-- Requirement --
The result should be a verbatim copy of the whole listing.

-- Exercise materials --
PR #4570, opened 2016-08-28
Update AustrianSpaceAgency.netkan

brama0309:
Added Mod recommendation

### DIFF
--- a/NetKAN/AustrianSpaceAgency.netkan
+++ b/NetKAN/AustrianSpaceAgency.netkan
@@ -6,7 +6,7 @@
     "author"       : [ "brama0309" ],
     "license"      : "MIT",
     "ksp_version"  : "any",
-    "comment": "flagmod",
+    "comment"      : "flagmod",
     "resources": {
         "homepage": "https://github.com/brama0309/AustrianSpaceAgency"
     },
--- a/NetKAN/AustrianSpaceAgency.netkan
+++ b/NetKAN/AustrianSpaceAgency.netkan
@@ -5,13 +5,24 @@
     "name"         : "Austrian Space Agency",
     "author"       : [ "brama0309" ],
     "license"      : "MIT",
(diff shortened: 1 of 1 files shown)


politas:
CKAN recommends are intended to refer to mods that have some particular synergy. The recommended mod should have a particular interaction with this mod, which I don't believe is the case here. If you wish to add some TextureReplacer assets to your mod, then setting TextureReplacer as a dependency would be appropriate, but while this is just a flags mod, this isn't really appropriate.

brama0309:
I´ve added some Suit Textures with the ASA Flag on them, and for this TextureReplacer is needed, sry for not mention it in the first comment.

politas:
Those would need to be installed in the GameData/TextureReplacer/Suits directory, in that case, and TextureReplacer would need to be in a `"depends"` block rather than `"recommends"`.

brama0309:
I´ve changed it! Thank you for your help and patience!!

politas:
Now you'll need to add the `"install"` instructions:

    "install": [
        {
            "find":"GameData/AustrianSpaceAgency",
            "install_to": "GameData"
        },
        {
            "find":"Suits/AustrianSpaceAgency",
            "install_to": "GameData/TextureReplacer/Suits"
        }
    ]

politas:
Oh, and could you change the ksp_version and add a comment?

    "ksp_version": "any",
    "comment": "flagmod",

politas:
Looking good, but you've slipped back to recommends instead of depends.

politas:
Ah, sorry, forget to mention this change required up the top:

    "spec_version": "v1.4",

politas:
Thanks for your patience! Merging now

brama0309:
Thank you!

Am 28.08.2016 23:56 schrieb "Myk" <notifications@github.com>:

PR #4571, opened 2016-08-28
VesselView

linuxgurugamer:
I'm taking over this mod, updating the file so existing installs will work


DinCahill:
Nice! LGTM :shipit:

-- Answer to the exercise --
PR #4570, opened 2016-08-28
Update AustrianSpaceAgency.netkan

brama0309:
Added Mod recommendation

### DIFF
--- a/NetKAN/AustrianSpaceAgency.netkan
+++ b/NetKAN/AustrianSpaceAgency.netkan
@@ -6,7 +6,7 @@
     "author"       : [ "brama0309" ],
     "license"      : "MIT",
     "ksp_version"  : "any",
-    "comment": "flagmod",
+    "comment"      : "flagmod",
     "resources": {
         "homepage": "https://github.com/brama0309/AustrianSpaceAgency"
     },
--- a/NetKAN/AustrianSpaceAgency.netkan
+++ b/NetKAN/AustrianSpaceAgency.netkan
@@ -5,13 +5,24 @@
     "name"         : "Austrian Space Agency",
     "author"       : [ "brama0309" ],
     "license"      : "MIT",
(diff shortened: 1 of 1 files shown)


politas:
CKAN recommends are intended to refer to mods that have some particular synergy. The recommended mod should have a particular interaction with this mod, which I don't believe is the case here. If you wish to add some TextureReplacer assets to your mod, then setting TextureReplacer as a dependency would be appropriate, but while this is just a flags mod, this isn't really appropriate.

brama0309:
I´ve added some Suit Textures with the ASA Flag on them, and for this TextureReplacer is needed, sry for not mention it in the first comment.

politas:
Those would need to be installed in the GameData/TextureReplacer/Suits directory, in that case, and TextureReplacer would need to be in a `"depends"` block rather than `"recommends"`.

brama0309:
I´ve changed it! Thank you for your help and patience!!

politas:
Now you'll need to add the `"install"` instructions:

    "install": [
        {
            "find":"GameData/AustrianSpaceAgency",
            "install_to": "GameData"
        },
        {
            "find":"Suits/AustrianSpaceAgency",
            "install_to": "GameData/TextureReplacer/Suits"
        }
    ]

politas:
Oh, and could you change the ksp_version and add a comment?

    "ksp_version": "any",
    "comment": "flagmod",

politas:
Looking good, but you've slipped back to recommends instead of depends.

politas:
Ah, sorry, forget to mention this change required up the top:

    "spec_version": "v1.4",

politas:
Thanks for your patience! Merging now

brama0309:
Thank you!

Am 28.08.2016 23:56 schrieb "Myk" <notifications@github.com>:

PR #4571, opened 2016-08-28
VesselView

linuxgurugamer:
I'm taking over this mod, updating the file so existing installs will work


DinCahill:
Nice! LGTM :shipit:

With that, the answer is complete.